Interview Transcript

How did that style evolve, as you progressed as a leader? Did you look to refine your style over the years?

I come from a trading environment, so I was basically, educated in a big commodity trading company. In a big trading company, you don’t do small talk, you just talk business. Don’t waste my time with crap. Just tell me what it’s all about and then we go onto the next deal. The environment I was raised in, it was basically, a no-nonsense kind of place. You learned, from a very early age, to communicate the essential core of the message. When I had wrong trading positions and I had to go back to my boss, at the time and say, I’m sorry, but I screwed up here. We had ourselves on long or short and we were wrong by X, Y, or Z. That was the message. You couldn’t come up with excuses. Straight out say, this is the issue. That is something that helped me tremendously, through my career. Cut it short; what’s the problem ideology, in communication. That really worked well.

I realized that people, then later, when I was CEO at Nordzucker, that principle also worked very well there. Even amongst the owners. The owners were, primarily, for example, farmers. Farmers are very often, okay, don’t talk bullshit; let me know what it is you are all about. They always demand that. The moment you do it, they sometimes feel a little bit intimidated or whatever the case may be. But if I summarize everything, this very direct, fast, honest to the core communication, really worked well. For me, it was the best thing.

It’s also purely authentic, in a leader, as well?

Yes, it is. Particularly, I had a couple of times, where I was honestly stuck and had to say, look, I have no clue about this. Do we have any specialists who can help us on this topic? I remember, we once had a case, in 2010, in one of the factories, we had black fungus, inside some water pipes. This kind of black fungus was a very special variety. I had no clue about all this. The question was, how do we clean it? How do we get it out of the system and how do we prevent it coming back? They all looked at me and I had no clue. We should get experts in here and do we have experts inside the company? It doesn’t matter what rank. Tell me if we have someone. It turns out, the next day, we had two chemists in our company, and one was a specialist in fungus and fungi treatments and all that. He was low ranking, young guy, 24 years old. We took him on board. He came to the board meeting and we said, just explain to us what we should do.

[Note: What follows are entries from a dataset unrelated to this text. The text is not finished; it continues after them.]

PR #638, opened 2026-08-17
Refuse a dual seed that cannot belong to its primal point (gh #617, gh #618)

### LINKED ISSUE #617: Warm start: reject corrupted dual seeds instead of reconstructing off them

### LINKED ISSUE #618: Warm start: mildly stale seeds regress — the μ escalation band has a hole in the middle

jkitchin:
Fixes #617
Fixes #618

Two #606 follow-ups in the same function region of
`crates/pounce-algorithm/src/init/warm_start.rs`, measured on the same
corpus in overlapping seed modes. Dispatching them separately would have
guaranteed a conflict and a re-measure, so they are one branch and one PR.

All numbers in this body were taken on the parent commit
**`b4c4d32e`** (`Merge pull request #633`) and on this branch, on the same
machine, in the same session. `#630` and `#633` both merged to `main`
while this work was in flight; the branch was merged forward onto each
and every measurement re-taken afterwards.

## Problem

Both issues' numbers are stale — they were filed against
`70bf53ded3d893cfa2da6ead5195fda5ac096f68`, and `main` has since taken
#613, #619, #614, #623, #620, #628, #627, #629, #626, #630 and #633.
Both were reproduced on current `main` before anything was designed,
using the attribution control both issues name: `warm_start_recentering=none`
restores pre-#606 behaviour exactly, so #606 is isolated at a single
commit rather than across `main`'s drift.

Neither regression has gone away. Both are **larger** than filed.

`benchmarks/warmstart`, 14 default-tier families, `large` scale (the 4x
path both issues specify), summed iterations over the corpus:

| seed | pre-#606 (`none`) | parent `b4c4d32e` | this branch |
|---|--:|--:|--:|
| exact restart, full duals | 13 | 9 | **9** |
| exact restart, `lagrange` only | 24 | 11 | **11** |
| exact restart, primal only | 24 | 24 | **24** |
| **corrupted duals, full** | 33 | **164** | **25** |
| **corrupted duals, `lagrange` only** | 27 | **115** | **20** |
| corrupted duals, primal only | 24 | 24 | **24** |
| stale seed, full | 344 | 351 | **354** |
| **stale seed, `lagrange` only** | 273 | **339** | **279** |
| stale seed, primal only | 255 | 255 | **255** |
| cold (no seed) | 166 | 166 | 166 |
| **total, warm cells** | **1017** | **1292** | **1001** |

### #617 as filed vs. as reproduced

| | filed (9 families, `70bf53d`) | reproduced (14 families, `b4c4d32e`) |
|---|--:|--:|
| before #606 | 18 | 33 |
| after #606 | 71 | **164** |
| cold (no seed) | 81 | 166 |

Worst single family as filed was `hanging_chain` 3 → 13; reproduced it is
`hanging_chain` 4 → 17, with `simplex_proj` 2 → 19 and `mpc_horizon_80`
3 → 23 worse still. Status is `SolveSucceeded` throughout, at the same
objective — a slowdown, not a correctness failure, exactly as filed.

### #618 as filed vs. as reproduced

| | filed (9 families, `70bf53d`) | reproduced (14 families, `b4c4d32e`) |
|---|--:|--:|
| before #606 | 118 | 344 |
| after #606 | 127 | **351** |

**The per-family regressions #618 names have all gone.** On current
`main`, `redundant_rows` is 4 → 4, `degenerate_corner` 9 → 9,
`moving_bound_qp` 29 → 29, and `hanging_chain` 18 → **14** — it now
*improves*. The +7 that remains is a different set of families, and it is
dominated by one: `degenerate_vertex` 2 → 12.

The larger instance of #618's phenomenon is in a cell #618 did not
measure — a `lagrange`-only stale seed, +66 (273 → 339), concentrated in
`mpc_horizon_40` (45 → 81) and `mpc_horizon_80` (53 → 77). This is
#620's single-block fix reaching models with one constraint block, the
same mechanism as the `nmpc_vanderpol @ large` 195 → 209 datapoint added
to #618 in comment. That family is in the corpus above and its stale
`lagrange`-only seed moves 42 → 36 on the parent (a #606 *win*).

### #617 — the escalation, not the reconstruction

#617 attributes the regression to `v_L`/`v_U` being reconstructed off a
corrupted `y`. The diagnostics say otherwise, and say it unanimously:
**every** corrupted regression in the corpus ends at `mu_out = 0.1`.

The corrupted multipliers read back as an average complementarity of
`2e-1` to `4.4e+2`. `final_mu`'s escalation takes that at face value and
moves μ eight orders — from the converged barrier to `MU_CEILING` —
while `x` stays at the exact solution. That is the most off-centre a
point can be for the barrier it has just been given: the slacks are
sized for `μ ≈ 2.5e-9` and the barrier now claims `0.1`. Hence the
result costing about what a cold solve costs, and on `simplex_proj`
more (19 against a cold 11).

On families whose only bound multipliers are seedable variable bounds
(`mpc_horizon_*`, `nmpc_vanderpol` at a full seed) *nothing at all* is
reconstructed — `bound_duals: accepted`, `bound_duals_reconstructed: 0`
— and they still regress 3 → 23. The reconstruction is not the
mechanism there; the barrier move is the whole of it.

### #618 — the reconstruction reads the seed's active set

Both halves of the bound reconstruction treat a small slack as "this
bound is active": `μ̂ / slack` sizes the multiplier from it, and the
stationarity split decides which bound carries the residual from it. On a
seed carried across a parameter move that is a claim about a bound that
may since have released. On `mpc_horizon_40`, `nrec = 244` — every
variable bound — with `mu_in = mu_out = 2.51e-9`: μ never moves, and the
entire 45 → 81 is the reconstruction rerouting the trajectory.

That is #618's diagnosis exactly ("stale enough that dual reconstruction
fires and reroutes the trajectory, but not stale enough to trip the
escalation that is supposed to pay for it") — but located in the
reconstruction rather than in μ.

## Fix

Three guards for #617 and one for #618, all at the same 10x conservatism
`MU_ESCALATION_TRIGGER` already uses, because refusing a seed reroutes
the trajectory exactly as much as trusting a bad one does.

1. **A seeded bound-multiplier block is refused when its implied
   complementarity cannot belong to its primal point.** Measured on
   `|z_i| · s_i` over the entries the caller actually seeded — the
   quantity the barrier *is*, and the machinery #617 correctly says
   already exists — and refused when that reads ten times above **both**
   `mu_init` and the point's own `inf_pr`. `inf_pr` is in that max
   because a point that misses feasibility by that much is *allowed*
   complementarity of that order; it is what keeps the strongly-stale
   case out of the test. A refused block takes the pre-#606 constant
   fill and stops being an input to anything, which drops `avrg_compl`
   back to the barrier and takes the escalation with it — no separate μ
   rule was needed. `|z_i|` and not `z_i`: a corrupted block is roughly
   half negative and a signed average cancels to nothing.
2. **A seeded `y` that does not belong to the point stops feeding the
   split.** Refused when its stationarity residual dwarfs `∇f` and the
   bound multipliers *the caller supplied*. The block itself is left
   where the caller put it — that is what the pre-#606 path does with a
   supplied `y`, and there is no constant to fall back to — but nothing
   is derived from it.
3. **The split may not raise a multiplier by orders.** It may raise it
   above the complementarity floor — the slack push's inflation put
   #606's reconstructed HS071 multiplier 5.5x low, so the margin is real
   — but it is now capped at ten times that floor.
4. **(#618) A slack the point's own primal residual swamps is not a
   measurement.** Those entries keep the pre-#606 constant. Per-entry,
   not a per-point gate, so a partly-stale seed keeps its reconstruction
   wherever the slacks still outrun the residual — the reconstruction's
   reach scales down with the measurement instead of switching off at a
   threshold, which is the second remedy #618 offers.

* **#618's first proposed remedy — a gentler μ escalation band below the
  10x trigger — is inert, and was measured rather than assumed.** Every
  stale regression remaining on current `main` has a measured
  complementarity within **1.2x to 3x** of `mu_init`
  (`degenerate_vertex` 2.986e-9 against 2.506e-9 — a 1.19x overshoot;
  `mpc_horizon_40` 7.54e-9 against 2.51e-9). A band starting at 1x has
  nothing to raise μ *to*.
  Separately, it cannot be built without moving `cresc4`, which sits at
  5x — the band would have to exclude the very ratio that motivates it.
* **Scaling the complementarity fill by `μ̂ / max(slack, inf_pr)`**
  instead of falling back to the constant: measured, and worth −1 on
  stale/full and +11 on stale/`lagrange`-only. Rejected; the constant
  fallback is both simpler and better.
* **Comparing slacks against `inf_pr` unguarded**: fires on *converged*
  points, whose `inf_pr` sits at solver tolerance and routinely exceeds
  the slacks `warm_start_slack_bound_push` has shoved to 1e-9. It called
  an exact restart's active bounds swamped and cost the exact partial
  restart 11 → 15. Guarded by requiring `inf_pr` to clear the barrier
  tenfold first.
* **Scaling the `y` test by all four bound-multiplier blocks** including
  the ones this same pass reconstructed: a `μ̂ / slack` fill at a tight
  bound is large by construction, and on `nmpc_vanderpol` it was
  vouching for the very seed it had been derived from — 12 iterations
  against a cold solve's 12. The scale now uses only caller-supplied
  multipliers.
* **A sign test** (`z_i < 0` proves corruption) separates this corpus
  perfectly — 0.00 negative fraction on every exact and stale seed,
  0.48–0.88 on every corrupted one. Rejected as fitting the fixture:
  the corruption model here is symmetric Gaussian, and an all-positive
  corruption would defeat it while leaving the magnitude problem intact.

### A caveat stated rather than hidden

Guard 4 compares a slack against `inf_pr`. For the slack-bound blocks
those are the same units. For *variable*-bound blocks they are not — the
link from constraint-space error to variable-space position error goes
through the Jacobian, so this is an order-of-magnitude argument with
`‖J‖ ~ 1` assumed, in the same spirit as the rest of the module. It is
the case guard 4 helps most (`mpc_horizon_*`), and it is worth knowing
that the reasoning there is scale-approximate.

### #617 — every family, at or below pre-#606

Corrupted seed, full duals, per family (pre-#606 / parent / branch):

| family | pre-#606 | parent | branch |
|---|--:|--:|--:|
| `simplex_proj` | 2 | 19 | **2** |
| `moving_bound_qp` | 3 | 12 | **3** |
| `degenerate_corner` | 2 | 12 | **2** |
| `redundant_rows` | 3 | 7 | **2** |
| `degenerate_vertex` | 1 | 5 | **1** |
| `hanging_chain` | 4 | 17 | **3** |
| `rosenbrock_ring` | 2 | 5 | **1** |
| `rosenbrock_ring_cycle` | 2 | 5 | **1** |
| `double_well_chain` | 0 | 0 | 0 |
| `nmpc_vanderpol` | 3 | 14 | **2** |
| `mpc_horizon_10` | 2 | 14 | **2** |
| `mpc_horizon_20` | 3 | 18 | **2** |
| `mpc_horizon_40` | 3 | 13 | **2** |
| `mpc_horizon_80` | 3 | 23 | **2** |
| **total** | **33** | **164** | **25** |

Not one family is left above its pre-#606 number, and eight are below
it — the refused seed still leaves the exact primal point, which the
pre-#606 constants also had but paired with a less useful `z`.

On HS071 with the same corruption: **9 → 3** iterations (cold 8,
pre-#606 3), `mu_out` back at `mu_in`. With `lagrange` corrupted and the
bound multipliers left out: **7 → 3**.

### #618 — the reconstruction cost recovered

Stale seed, `lagrange` only, the families that move:

| family | pre-#606 | parent | branch |
|---|--:|--:|--:|
| `mpc_horizon_40` | 45 | 81 | **45** |
| `mpc_horizon_80` | 53 | 77 | **53** |
| `mpc_horizon_20` | 23 | 30 | **23** |
| `mpc_horizon_10` | 17 | 24 | **17** |
| `degenerate_corner` | 10 | 12 | **6** |
| `degenerate_vertex` | 2 | 12 | 12 |
| `rosenbrock_ring` | 17 | 18 | **17** |
| `simplex_proj` | 11 | 10 | 11 |
| `moving_bound_qp` | 22 | 12 | 22 |
| `hanging_chain` | 18 | 14 | 18 |
| `nmpc_vanderpol` | 42 | 36 | 42 |
| **total** | **273** | **339** | **279** |

The +66 regression becomes +6. `degenerate_corner` lands 4 *below*
pre-#606. The cost is #606's stale-seed wins on `moving_bound_qp`,
`hanging_chain` and `nmpc_vanderpol` (−10, −4, −6), given back to buy
−74 on the `mpc_horizon` column.

`stale`/full moves 351 → 354, i.e. from +7 to +10 over pre-#606: the
same `hanging_chain` win (14 → 18) is given back there too, and the
`rosenbrock_ring` +1 is recovered.

### What is not fixed — `degenerate_vertex`

One family, 2 → 12, in both stale seed modes, unchanged by this branch.
Its diagnostics:

```
inf_pr = 0.0        avrg_compl = 2.986e-09  mu_in = mu_out = 2.506e-09
inf_du = 5.76       bound_duals = reconstructed (12)   split = true
```

θ enters this family through the objective, so a stale `x` is still
exactly feasible: `inf_pr` is **0**, not small. It is centred at exactly
the barrier it asked for, μ never moves, and only its `y` has moved.
Guard 1 cannot see it (complementarity is *right*); guard 4 cannot see
it (`inf_pr` is zero, so no slack can be swamped); guard 2 does not fire
(the stationarity residual is a small multiple of the scale it is
measured against, nowhere near 10x); a gentler μ band cannot see it
(1.19x overshoot). It is #618's
"hole in the middle" in its purest form. No measurement available to the
initializer separates it from a good seed, and lowering any trigger far
enough to catch it is precisely the un-conservative move both issues
warn against — #617 says "similarly conservative", #618 says `cresc4`
"has to be left bit-identical".

### Cross-check at a second scale

Same corpus at `small` (1.0x rather than 4.0x), against the pre-#606
control: exact 7/8 (control 10/22), corrupted 25/18 (control 32/28),
stale 204/193 (control 201/189). Same shape — corrupted below pre-#606,
exact well below, stale within a few.

## `cresc4` — the canary

**Bit-identical, 85 iterations, `obj = 0.87189753`,** on parent and
branch, in the tightened-push regime where #606 measured it. No
justification needed because nothing moved.

For the record, the attribution control at the parent shows what #606
itself still moves on the CLI corpus in that regime — and this branch
leaves all three exactly where #606 put them:

| fixture | `recentering=none` | `recentering=residual` (parent = branch) |
|---|--:|--:|
| `hs13_bigstart` | 30 | 29 |
| `jit1_boxed` | 16 | 17 |
| `jit1_node` | 19 | 21 |
| `cresc4` | 85 | 85 |

## Blast radius

`scripts/sweep-fixtures.sh`, 57 fixtures, against a release binary built
from the parent commit `b4c4d32e` in a `git worktree`, in all three
regimes #606 established reach this code:

| regime | result |
|---|---|
| default options (`warm_start_init_point` defaults to `no`) | **bit-identical**, 57/57 |
| `warm_start_init_point=yes`, default pushes | **bit-identical**, 57/57 |
| tightened recipe (`mu_init=1e-7`, all five `warm_start_*_push`/`_frac` at `1e-9`) | **bit-identical**, 57/57 |

Zero moving lines, so there is nothing to explain. The middle regime is
load-bearing evidence that the initializer actually runs: it differs from
the cold sweep on **17 of 57** fixtures, so a bit-identical result there
is a real negative, not a no-op.

The reason the corpus does not move is that the guards fire only on
seeds it does not contain. The `.nl` fixtures carry either no dual
segment or a coherent one, and none is a stale replay.

`warm_start_recentering=none` — the kill switch — is **bit-identical to
the parent across the entire seed-mode corpus**, every family, every
staleness, every content mode. Nothing here escapes the switch.

Beyond the solver: `info["warm_start"]` gains `bound_duals_rejected`
(int) and `eq_duals_rejected` (bool), `bound_duals` gains a `rejected`
verdict string, and the `print_level=5` iteration line gains `wz!` and
`wy!`. All additive.

## Tests

`crates/pounce-algorithm/tests/warm_start_recentering.rs`, +6 tests.

**Behavioural, and verified failing on the parent for the right reason.**
Both were lifted into a tree at `b4c4d32e` and run there:

* `a_corrupted_dual_seed_does_not_escalate_mu_to_the_ceiling` — parent
  output: `residual=9 (SolveSucceeded) none=3 cold=8 mu 2.5059e-9 -> 1e-1`.
  Fails on `mu_out <= mu_in`. The warm solve costs *more than a cold
  one* there (9 against 8). Branch: `residual=3 ... mu 2.5059e-9 ->
  2.5059e-9`.
* `a_corrupted_lagrange_seed_is_not_split_into_bound_multipliers` —
  parent output: `residual=7 none=3 mu 2.5059e-9 -> 1e-1 compl=9.13e+1
  split=true`. Same failure. Branch: `residual=3 ... split=false`.

**API-shaped, and stated as such.** These reference `BlockVerdict::Rejected`
and the two new counters, so they cannot be compiled against the parent
at all. They pin the diagnostics, not a behaviour, and are not counted
as a behavioural bite:

* `a_refused_dual_seed_says_so_in_the_diagnostics` — also pins that the
  verdicts are per block: HS071 refuses the two seeded variable-bound
  blocks *and* still reconstructs the slack-bound blocks no frontend can
  seed, and both counters stay honest about it.
* `an_exact_restart_is_unchanged_by_the_seed_guards` — nothing refused,
  reconstruction and split both still run, still beats the constants.
* `a_strongly_stale_point_still_gets_its_looser_barrier` — the case #618
  cites as "both ends of the range are fine". Still escalates, still is
  not mistaken for a corrupted seed. Live output: `residual=37
  (SolveSucceeded) none=36 (RestorationFailed)` — the case that *fails*
  before #606 still passes.

Full suites, on this branch:

* `cargo fmt --all -- --check` — clean.
* `cargo clippy --workspace --exclude pounce-hsl --all-targets` — no new
  warning. `init/warm_start.rs` emits the same 7 warnings (6
  `unwrap_used`, 1 collapsible `if`) on this branch as on the parent,
  verified by running clippy in both trees and diffing. The
  `too_many_arguments` this work first introduced was fixed by grouping
  the three measurements into `SeedMeasurement`, not by an `allow`.
* `cargo test --workspace --exclude pounce-hsl --release` — **231 test
  binaries, all ok, 0 failures**.
* `python/tests` — **1082 passed, 23 skipped**. One failure before `jax`
  was installed (`test_step_controller_is_what_the_jax_follower_uses`,
  a bare `ImportError` from `pounce.jax` with no skip guard) — an
  environment gap, unrelated, and it passes with `jax` present. `torch`
  is not installed and its modules skip.
* `pyomo-pounce/tests` — **382 passed** (`pyomo 6.10.1`, `networkx`,
  `scipy`, `pandas`, CLI staged into `python/pounce/bin/`).
* `scripts/check-docs-consistency.sh` — OK, 46 pages.
* `scripts/check-release-consistency.sh` — OK.

## Conflict note

Both siblings **merged into `main` during this work**, so these are
resolved conflicts, not predictions.

* **#630** (`claude/pounce-issue-610-loop`) merged as `7d406cfd`. Two
  overlaps, both auto-merged cleanly:
  - `CHANGELOG.md`, top of `[Unreleased]` — its `race_starts` entry
    versus this branch's warm-start entry. Resolved with this entry
    first and #630's existing order (`Pyomo` → `race_starts` → `Bool`)
    preserved beneath, unchanged.
  - `crates/pounce-py/src/problem.rs`, `build_info_dict` — #630 replaced
    twelve scalar parameters with `stats: &SolveStatistics` and dropped
    the `#[allow(clippy::too_many_arguments)]`; this branch adds two
    `set_item` calls to the `warm_start` sub-dict and one arm to
    `verdict_name`. Different hunks of the same function; no textual
    conflict. Verified by rebuilding and re-running the full seed-mode
    corpus after the merge — identical in every cell.
  - `docs/src/initialization.md` — #630 added `### Racing starts: the
    successive-halving ladder` at the end of the page; this branch adds
    `### A seed the solver will not believe` inside the warm-start
    section. No overlap.
* **#633** (`claude/pounce-issue-616-loop`) merged as `b4c4d32e`. Also
  auto-merged cleanly:
  - `CHANGELOG.md` — its least-square-init entry slotted below, ordering
    preserved.
  - `docs/src/initialization.md` — #633 added `### What the safeguard
    costs, and why it is not tuned away` and `### A declined step is not
    the same as never asking` to the **cold-start** half (lines 152 and
    242); this branch's section is at line 385 in the **warm-start**
    half. Disjoint.
  - `crates/pounce-algorithm/src/init/default.rs` — #633's only solver
    edit, and it is a pure refactor (`accepts_trial` extracted with
    identical logic) plus a `tracing::debug!` line. No overlap with
    `init/warm_start.rs`. Confirmed non-interacting by re-running the
    three-regime fixture sweep against a baseline built at `b4c4d32e`
    after the merge: still bit-identical.

A third merge-up, onto `eeca47f9` (#635, the `pounce-casadi` wheel
platform tag), was taken when this PR was opened. It touches only
`casadi/`, `.github/workflows/ci.yml` and `CHANGELOG.md`; the only
conflict was the `[Unreleased]` head, resolved with `main`'s entry
first. No solver code moved, so the measurements above stand unchanged.

## The decisions, and what each cost

**#617: refuse the seed.** Take the remedy the issue asks for, but
locate it where the measurement says the damage is — the μ escalation
reading a corrupted `z`, not the reconstruction reading a corrupted `y`
— and add the split cap the second reading exposed. **Cost: nothing
measurable.** Exact restarts are bit-identical to #606's, the fixture
corpus is bit-identical, the kill switch is bit-identical, and every
corrupted family lands at or below pre-#606. The only thing spent is a
trigger constant that a future retuner has to keep conservative.

**#618: scale the reconstruction, don't touch μ.** Take the issue's
*second* proposed remedy after measuring the first and finding it inert.
**Cost: three of #606's stale-seed wins** — `moving_bound_qp` 12 → 22,
`nmpc_vanderpol` 36 → 42, `hanging_chain` 14 → 18, and the same
`hanging_chain` win again in the full-seed column. That is 20 iterations
of #606's gains given back in the `lagrange`-only column, and 4 more in
the full column, traded for 74 of its losses — plus a
`degenerate_corner` improvement of 4 that neither issue predicted.
`stale`/full ends 3 worse than the parent (351 → 354) while
`stale`/`lagrange`-only ends 60 better (339 → 279).

**Left undone, deliberately:** `degenerate_vertex`, 2 → 12. Nothing
available to the initializer distinguishes it from a good seed, and
inventing a trigger that catches it is the move both issues were filed
to prevent.

---

Verified rather than taken on report:

* The two behavioural tests were re-run against the parent's
  `warm_start.rs` in this tree. Both fail there, with the claimed cause:
  `mu_in=2.5059035596800634e-9 mu_out=1e-1`. Parent iteration counts
  reproduce exactly — `residual=9 none=3 cold=8 compl=7.44e1` for the
  full corrupted seed, and `residual=7 none=3 compl=9.13e1 split=true`
  for the corrupted `lagrange`. Both branch numbers (3 and 3) reproduce
  too.
* `cargo test --release -p pounce-algorithm` — exit 0, 50 suites, zero
  failures, including the 15 in `warm_start_recentering`.
* `cargo fmt --all -- --check` — clean.
* Two stale figures in the changelog entry were corrected in
  `354670fa`: it named `66cc1d41` (the pre-merge commit) as the parent
  the numbers were taken on, where the numbers themselves are the
  post-merge ones and match this body cell for cell; and it described
  `degenerate_vertex` as `inf_pr = 8.4e-9` where the re-taken
  diagnostics read 0. The extension module in this tree predates the
  guards, so rather than restate a figure that could not be re-measured
  here, the entry now states the property both runs agree on.

---


jkitchin:
Reviewed. This is ready to merge once #636 lands ahead of it — see §4 for why the order matters and what to re-check after the merge-forward. Two substantive notes below, one of which I could not settle by measurement and am flagging as analysis.

## What I checked rather than took from the body

**The split cap is arithmetically right, including on a negative target.** `target[k].min(SEED_REJECTION_TRIGGER * compl_floor)` is followed by `.max(compl_floor).max(hard_floor).min(cap)`, so a `target[k]` that comes out negative — which the sign split can produce — is raised back to the complementarity floor rather than clamped to a negative multiplier. The net effect is `vals[k] ∈ [max(compl_floor, hard_floor), min(10·compl_floor, cap)]`. That is the interval the comment describes.

**`seeded_z_amax` really does exclude what this pass built.** This is the load-bearing part of guard 2 and the thing the `nmpc_vanderpol` 2 → 12 measurement is about, so I traced it rather than trusting the doc comment. A rejected block `continue`s before the accumulation loop is reached, and inside that loop the accumulation sits on the `!(v.is_nan() || *v == 0.0)` arm — the *unseeded* arm is the one that falls through to the `μ̂ / slack` fill. So the scale is caller-supplied multipliers from surviving blocks only, exactly as documented. Good.

**The `swamping_residual` guard is what makes guard 4 safe on a converged point.** Requiring `inf_pr > 10·μ̂` before `inf_pr` is allowed to swamp anything is the whole reason an exact restart's `warm_start_slack_bound_push`-shoved 1e-9 slacks are not called swamped. Removing that guard is the 11 → 15 the body reports, and reading the code that is exactly what would happen. The per-entry (not per-point) shape is right too, and worth the paragraph it gets.

**Local runs (macOS arm64):** `cargo test --workspace --exclude pounce-hsl` → 231 binaries, **0 failures**, exit 0. `cargo fmt --all -- --check` clean.

## 1. Guard 2's scale assumes ‖z‖ ≲ ‖∇f‖, and that is a property of the model

This is **derived, not measured** — I am flagging the reasoning, not reporting a reproduction.

`eq_seed_is_incoherent` rejects when `‖r_x‖∞ > 10·max(‖∇f‖∞, seeded_z_amax, μ̂)`. On a **`lagrange`-only** seed `seeded_z_amax` is zero by construction, so the scale collapses to `‖∇f‖∞`. But at a stationary point `r_x = ∇f + Jᵀy` *is* the true bound-multiplier vector, so the test is really

> reject when `‖z_true‖∞ > 10‖∇f‖∞`

and with the basis/non-basis split `z_N = ∇f_N − J_Nᵀ J_B^{-ᵀ} ∇f_B`, that is a statement about `‖J_Nᵀ J_B^{-ᵀ}‖` — the conditioning of the basis at the seeded point — not about whether the `y` is any good. A perfectly correct `lagrange`-only seed on a model whose basis is poorly conditioned relative to its non-basic columns is refused.

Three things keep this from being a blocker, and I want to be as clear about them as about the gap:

I think, if you very openly communicate, look, I have absolutely no clue about this problem but, at the same time, say okay, let’s get someone on board, who really knows what it’s all about, it’s absolutely perfect, because you find acceptance everywhere.

It’s almost as if, if you have the style of leadership, as well, this raw, authentic, really open and transparent, some people could call it brutally honest, it also makes it easier to put your ego to the side and drive self-awareness and say, I don’t actually know here. I don’t know this; this is what I don’t know, this is what I do know. It’s easier to inject humility into the leadership.

Yes, that’s exactly what you do. Particularly if you surround yourself with the best people, if you don’t know things and everyone knows that you don’t know that particular topic, they know someone who knows. It somewhat increases the acceptance amongst your own people in the factories that there is competence on the board. Not necessarily with the CEO on one or two or three topics, but there’s competence on the board, so whatever they decide, it’ll be okay.